O dado reforça uma tendência de queda iniciada em 2023, com redução de 76% em relação ao pico registrado em 2022.

Entre janeiro e junho de 2026 a Amazônia teve 1.145 quilômetros quadrados de floresta derrubada, 10% menos que no primeiro semestre do ano anterior, segundo levantamento divulgado pelo Instituto do Homem e Meio Ambiente da Amazônia (Imazon).

O dado reforça uma tendência de queda iniciada em 2023, com redução de 76% em relação ao pico registrado em 2022.

Resultados gerais e papel das áreas protegidas

O estudo mostra que 588 áreas protegidas — mais de 80% desses territórios — passaram o semestre sem registros de desmatamento. Essas áreas incluem 330 terras indígenas e 258 unidades de conservação. No total do período, as áreas protegidas concentraram 97,37 quilômetros quadrados do desmatamento na Amazônia, o equivalente a 8% do total derrubado; desse montante, 9,38 km² ocorreram em terras indígenas e 87,99 km² em unidades de conservação.

Concentração do desmate em pontos específicos

Apesar da redução geral, o levantamento identifica pontos de pressão localizados.
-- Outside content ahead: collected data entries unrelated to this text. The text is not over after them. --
PR #694, opened 2019-03-17
Various fixes for getattr/setattr/hasattr

skinny121:
Fixes the following:
- setattr() now calls \_\_setattr\_\_ and implemented object.\_\_setattr\_\_
- Fix \_\_getattr\_\_ getting called with the class instead of the instance
- Fix hasattr catching non-AttributeError exceptions
- Added default paramter to getattr
- object() had a dict
- property not returning itself for class bindings

### DIFF
--- a/vm/src/obj/objnone.rs
+++ b/vm/src/obj/objnone.rs
@@ -1,6 +1,9 @@
 use crate::function::PyFuncArgs;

A Área de Proteção Ambiental (APA) Triunfo do Xingu, no Pará, respondeu por metade do desmatamento em áreas protegidas no primeiro semestre, com 47,85 km². A Floresta Nacional (Flona) do Jamanxim, também no Pará, perdeu 3,45 km² e aparece entre as unidades de conservação mais afetadas.

Impactos políticos e legais

A divulgação do levantamento ocorreu dias após os Estados Unidos terem citado o desmatamento ilegal como justificativa para aplicar uma tarifa adicional de 25% sobre produtos brasileiros; o governo brasileiro classificou a medida como indevida e ressaltou a queda nos índices desde 2023.

Brenda Brito, coordenadora do Programa de Direito e Sustentabilidade do Imazon, alertou que a aprovação no Senado de um projeto que reduz a área da Flona do Jamanxim tende a favorecer ocupações ilegais dentro da unidade de conservação e defendeu veto presidencial ao texto.

Desmatamento por estados e período de análise

No recorte por estados da Amazônia Legal, considerando o intervalo de agosto de 2025 a junho de 2026, Roraima e Maranhão foram os únicos a registrar alta no desmatamento, com aumentos de 25% e 20%, respectivamente. Os demais sete estados apresentaram queda, variando de 67% em Tocantins a 27% em Mato Grosso.

Em termos de área desmatada no período, o Pará liderou com 684 km², seguido por Mato Grosso (509 km²) e Amazonas (378 km²).

O que isso significa na prática

A redução apurada pelo Imazon indica avanços pontuais no controle do desmatamento, mas a persistência de focos intensos — especialmente em áreas protegidas — evidencia riscos para a conservação e a necessidade de ações direcionadas. Políticas públicas, fiscalização e decisões legislativas sobre limites de unidades de conservação terão papel central para consolidar a tendência de queda.

Conclusão

O relatório do Imazon confirma uma tendência de queda do desmatamento na amazônia no primeiro semestre de 2026, mas também alerta para concentrações de desmate que podem reverter ganhos locais. A leitura imediata é de progresso, a leitura estratégica exige manutenção de medidas de proteção e resposta a pressões regionais. Cabe aos gestores públicos e à sociedade acompanhar indicadores e decisões que afetem áreas protegidas.